Issue #6777, opened 2023-01-24
Active segment id doesn't respect dtype of segmentation


philippotto:
## Steps to Reproduce the bug
1. Add a dataset with segmentation layer in uint8
2. Set largest segment id to 255
3. Create an annotation
4. The current segment id is set to 256 which isn't part of uint8 (it's handled modulo 255 which makes it an eraser)

## Suggestion
- [ ] Ensure that the active segment id follows the dtype of the segmentation layer.
- [ ] Also, handle the special case where largest segment id equals the maximum value of the dtype (i.e., warn in the dataset settings and in the tracing UI since it's not possible to use a "new" id)

PR #7240, opened 2023-07-27
Prevent segmentation id from overflowing

MichaelBuessemeyer:
This PR prevents the segmentId to overflow and informs the user that overflowing the maximum possible segment id is not allowed.

- https://___.webknossos.xyz

### Steps to test:
- Go to the dataset configurations of a dataset with a segmentation layer
- Set the largestSegmentId setting of that segmentation layer to `2 ** <bit_depth> - 1`. This should show a warning that the maximum possible segmentId has been reached and thus annotations cannot create new segments. Save this change.
- Create an annotation of that dataset. The segmentation id should equal `2 ** <bit_depth> - 1`.
- Try to increase the segmentId by creating a new cell using e.g. the shortcut `c`. This should not update the segment id and show a warning toast, that the largest possible segment id must not be exceeded.
- Try to set the segmenId to something larger than `2 ** <bit_depth> - 1` by e.g. setting it manually in the footer bar. This should also show the toast and ignore the update.

### TODOs:
 ~~- [ ] Check whether it is ok to set the the `EMPYT_KEY_VALUE` of the cuckoo table to `0`? Maybe only do this for the segmentation cuckoo table.~~
  - We decided to simply accept this edge case for now where the `segmentId === EMPYT_KEY_VALUE`.

### Issues:
- fixes [#6777](https://github.com/scalableminds/webknossos/issues/6777)

------

### DIFF
--- a/frontend/javascripts/dashboard/dataset/dataset_settings_data_tab.tsx
+++ b/frontend/javascripts/dashboard/dataset/dataset_settings_data_tab.tsx
@@ -532,6 +532,17 @@ function SimpleLayerForm({
                     {
                       warningOnly: true,
                       validator: (_rule, value) =>
+                        value != null && value === 2 ** bitDepth - 1
+                          ? Promise.reject(
+                              new Error(
+                                `The largest segmentation ID has already reached the maximum possible value of 2^${bitDepth}-1. Annotations of this dataset cannot create new segments.`,
+                              ),
+                            )
+                          : Promise.resolve(),
+                    },
+                    {
+                      warningOnly: true,
+                      validator: (_rule, value) =>
                         value == null || value === ""
                           ? Promise.reject(
                               new Error(
--- a/frontend/javascripts/messages.tsx
+++ b/frontend/javascripts/messages.tsx
@@ -173,6 +173,9 @@ instead. Only enable this option if you understand its effect. All layers will n
     </span>
   ),
   "tracing.copy_cell_id": "Hit CTRL + I to copy the currently hovered segment id",
+  "tracing.segment_id_out_of_bounds": _.template(
+    "Cannot create a segment id larger than the segment layers maximum value of <%- maxSegmentId %>.",
+  ),
   "tracing.copy_maybe_mapped_cell_id":
     "Hit CTRL + I to copy the currently hovered segment id. Press CTRL + ALT + I if you want to copy the mapped id.",
   "tracing.no_more_branchpoints": "No more branchpoints",
--- a/frontend/javascripts/oxalis/model/accessors/dataset_accessor.ts
+++ b/frontend/javascripts/oxalis/model/accessors/dataset_accessor.ts
@@ -341,6 +341,11 @@ export function determineAllowedModes(settings?: Settings): {
     allowedModes,
   };
 }
+
+export function getMaximumSegmentIdForLayer(dataset: APIDataset, layerName: string) {
+  return getDefaultIntensityRangeOfLayer(dataset, layerName)[1];
+}
+
 export function getBitDepth(layerInfo: DataLayer | DataLayerType): number {
   switch (layerInfo.elementClass) {
     case "uint8":
--- a/frontend/javascripts/oxalis/model/accessors/dataset_accessor.ts
+++ b/frontend/javascripts/oxalis/model/accessors/dataset_accessor.ts
@@ -343,7 +343,8 @@ export function determineAllowedModes(settings?: Settings): {
 }
 
 export function getMaximumSegmentIdForLayer(dataset: APIDataset, layerName: string) {
-  return getDefaultIntensityRangeOfLayer(dataset, layerName)[1];
+  const valueRange = getDefaultIntensityRangeOfLayer(dataset, layerName);
+  return valueRange[1];
 }
 
 export function getBitDepth(layerInfo: DataLayer | DataLayerType): number {
--- a/frontend/javascripts/oxalis/model/accessors/dataset_accessor.ts
+++ b/frontend/javascripts/oxalis/model/accessors/dataset_accessor.ts
@@ -193,7 +193,7 @@ export function getByteCount(dataset: APIDataset, layerName: string): number {
 export function getElementClass(dataset: APIDataset, layerName: string): ElementClass {
   return getLayerByName(dataset, layerName).elementClass;
 }
-export function getDefaultIntensityRangeOfLayer(
+export function getDefaultValueRangeOfLayer(
   dataset: APIDataset,
   layerName: string,
 ): [number, number] {
@@ -343,8 +343,7 @@ export function determineAllowedModes(settings?: Settings): {
 }
 
 export function getMaximumSegmentIdForLayer(dataset: APIDataset, layerName: string) {
-  const valueRange = getDefaultIntensityRangeOfLayer(dataset, layerName);
-  return valueRange[1];
+  return getDefaultValueRangeOfLayer(dataset, layerName)[1];
 }
 
 export function getBitDepth(layerInfo: DataLayer | DataLayerType): number {
--- a/frontend/javascripts/oxalis/model/actions/volumetracing_actions.ts
+++ b/frontend/javascripts/oxalis/model/actions/volumetracing_actions.ts
@@ -10,7 +10,7 @@ import { batchActions } from "redux-batched-actions";
 
 export type InitializeVolumeTracingAction = ReturnType<typeof initializeVolumeTracingAction>;
 export type InitializeEditableMappingAction = ReturnType<typeof initializeEditableMappingAction>;
-type CreateCellAction = ReturnType<typeof createCellAction>;
+export type CreateCellAction = ReturnType<typeof createCellAction>;
 type StartEditingAction = ReturnType<typeof startEditingAction>;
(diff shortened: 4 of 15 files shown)


frontend/javascripts/oxalis/model/accessors/dataset_accessor.ts
```diff
@@ -341,6 +341,11 @@ export function determineAllowedModes(settings?: Settings): {
     allowedModes,
   };
 }
+
+export function getMaximumSegmentIdForLayer(dataset: APIDataset, layerName: string) {
+  return getDefaultIntensityRangeOfLayer(dataset, layerName)[1];
```
philippotto, line 346: I think intensity range should be renamed to value range in this function, because intensity doesn't make sense in the context of segmentations.

frontend/javascripts/oxalis/model/sagas/volumetracing_saga.tsx
```diff
@@ -130,6 +135,25 @@ function* warnOfTooLowOpacity(): Saga<void> {
   }
 }
 
+function* warnTooLargeSegmentId(): Saga<void> {
+  yield* take("INITIALIZE_VOLUMETRACING");
+  let oldSegmentId = yield* select((state) => enforceActiveVolumeTracing(state).activeCellId);
+  while (true) {
+    yield* take(["SET_ACTIVE_CELL", "CREATE_CELL"]);
+    const newSegmentId = yield* select((state) => enforceActiveVolumeTracing(state).activeCellId);
+    if (oldSegmentId === newSegmentId) {
```
philippotto, line 144: I think, this logic is flawed. 1) oldSegmentId is never updated. 2) If I select an already active segment id, the condition will eval to true, I think? So, if the warning can also appear for uncritical segment ids (e.g., 3 is selected and I select it again somehow).

What do you think about using the "requested segment id" in the actions? I think, both set-active-cell and create-cell get a segment id parameter (probably named differently). That id could be checked against `maxSegmentId` then.

frontend/javascripts/dashboard/dataset/dataset_settings_data_tab.tsx
```diff
@@ -529,6 +529,17 @@ function SimpleLayerForm({
                               ),
                             ),
                     },
+                    {
+                      warningOnly: true,
+                      validator: (_rule, value) =>
+                        value != null && value === 2 ** bitDepth - 1
+                          ? Promise.reject(
```
philippotto, line 536: Why is this an error? Maybe the segmentation has used up all available ids? Ideally, it should be a warning, I think.

philippotto (commented):
already left some comments, even though the review wasn't requested yet :see_no_evil:

frontend/javascripts/oxalis/model/sagas/volumetracing_saga.tsx
MichaelBuessemeyer: > I think, this logic is flawed. 1) oldSegmentId is never updated. 2) If I select an already active segment id, the condition will eval to true, I think? So, if the warning can also appear for uncritical segment ids (e.g., 3 is selected and I select it again somehow).

Oh thanks for catching this flaw. :pray: 

> What do you think about using the "requested segment id" in the actions? I think, both set-active-cell and create-cell get a segment id parameter (probably named differently). That id could be checked against maxSegmentId then.

:+1:

frontend/javascripts/dashboard/dataset/dataset_settings_data_tab.tsx
MichaelBuessemeyer: This is not an error. The field `warningOnly` configures the validator to show the rejected message as a warning.
image

frontend/javascripts/oxalis/model/accessors/dataset_accessor.ts
MichaelBuessemeyer: Is this what you intended? or should I rename the whole function `getDefaultIntensityRangeOfLayer` to something like `getDefaultValueRangeOfLayer`?

frontend/javascripts/oxalis/model/actions/volumetracing_actions.ts
```diff
@@ -126,11 +126,16 @@ export const initializeEditableMappingAction = (mapping: ServerEditableMapping)
...
+  // that the activeCellId is larger than the largestSegmentId. Choose the larger of the two ids increased by one.
+  const newSegmentId =
+    largestSegmentId && largestSegmentId > activeCellId ? largestSegmentId + 1 : activeCellId + 1;
+  return {
     type: "CREATE_CELL",
-    largestSegmentId,
-  } as const);
+    newSegmentId,
+  } as const;
+};
```
MichaelBuessemeyer, line 139: Here I followed your suggestion to add the desired updated `activeCellId` value to the action. This required pulling the logic of choosing between `largestSegmentId` and `activeCellId` out of the reducer and frontloading it to the code that creates the action. Or do you see another option to not frontload the logic but still be able to add the `newSegmentId` parameter to the action?

I am not perfectly happy with putting the logic of choosing the larger value here. But otherwise, the logic would need to appear before every call to the `createCellAction` action function and thus would have more code duplication. Thus I would say that this is the better solution under the given circumstances.

frontend/javascripts/oxalis/model/accessors/dataset_accessor.ts
philippotto: > or should I rename the whole function getDefaultIntensityRangeOfLayer to something like getDefaultValueRangeOfLayer?

This is what I meant. Sorry that my initial comment wasn't clear enough :see_no_evil:

frontend/javascripts/messages.tsx
```diff
@@ -173,6 +173,9 @@ instead. Only enable this option if you understand its effect. All layers will n
     </span>
   ),
   "tracing.copy_cell_id": "Hit CTRL + I to copy the currently hovered segment id",
+  "tracing.segment_id_out_of_bounds": _.template(
+    "Cannot create a segment id larger than the segment layers maximum value of <%- maxSegmentId %>.",
+  ),
```
MichaelBuessemeyer, line 178: This message shows the maximum value directly and not in a more readable format like `2^32 -1`. 
Pro:
The direct value has the advantage to show the use of the maximum allowed segment id and therefore the user does not need to calculate the maximum value of `2^32 -1` on their own using a calculator or such. 

Con: 
It looks visually not very good.

Which one do you prefer @philippotto ?

frontend/javascripts/dashboard/dataset/dataset_settings_data_tab.tsx
philippotto: Ah, great, nevermind then :)

frontend/javascripts/oxalis/model/actions/volumetracing_actions.ts
philippotto: I think your current way is currently the best trade-off :+1:

frontend/javascripts/oxalis/model/accessors/dataset_accessor.ts
philippotto: This still needs a renaming, right?

frontend/javascripts/oxalis/model/accessors/dataset_accessor.ts
```diff
@@ -341,6 +341,12 @@ export function determineAllowedModes(settings?: Settings): {
     allowedModes,
   };
 }
+
+export function getMaximumSegmentIdForLayer(dataset: APIDataset, layerName: string) {
+  const valueRange = getDefaultIntensityRangeOfLayer(dataset, layerName);
+  return valueRange[1];
+}
+
```
MichaelBuessemeyer, line 349: @philippotto To me it looks like I successfully renamed it. Maybe you overlooked the `outdated` above the code lines where you suggested to give the result of `getDefaultIntensityRangeOfLayer(dataset, layerName);` a name?

frontend/javascripts/oxalis/model/accessors/dataset_accessor.ts
MichaelBuessemeyer: see my comment below please :arrow_down:

frontend/javascripts/oxalis/model/accessors/dataset_accessor.ts
philippotto: I think, we are talking about different things :sweat_smile: My suggestion is to rename the function `getDefaultIntensityRangeOfLayer` to `getDefaultValueRangeOfLayer`. That's what I tried to express in https://github.com/scalableminds/webknossos/pull/7240#discussion_r1283122533 where I quoted you asking whether this should be done. You probably interpreted my "this is what I meant" so that I confirmed that changes you did instead of your quote?

MichaelBuessemeyer: > You probably interpreted my "this is what I meant" so that I confirmed that changes you did instead of your quote?

Yes indeed :see_no_evil: xD, sorry for the confusion

MichaelBuessemeyer: Is there anything else you noticed or is this pr ready to :shipit: ?

PR #7964, opened 2024-07-31
support reading zstd-compressed zarr2 datasets

### LINKED ISSUE #7894: Support ZStandard Compression for Zarr (version 2)
## Detailed Description

The dataset under `s3://janelia-cosem-datasets/jrc_mus-nacc-4/jrc_mus-nacc-4.zarr/` uses ZStandard and is in Zarr version 2. Currently, wk does not support ZStandard compression for this Zarr version, but it would be very nice to have :)

fm3:
I didn’t find details about the zarr2 specification for the zstd compressor, so I’m just taking what I saw in the example dataset (just "level"). That means that for datasets with non-integer level or a different feature like checksums it may still not work. Let’s work on that when we notice problems.

- https://zarrzstd.webknossos.xyz

### Steps to test:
+-------+
*Your objective*:
Go through the records above, find every line with the word "wasn", and list those lines.

*Exercise answer*:
already left some comments, even though the review wasn't requested yet :see_no_evil:
This is what I meant. Sorry that my initial comment wasn't clear enough :see_no_evil:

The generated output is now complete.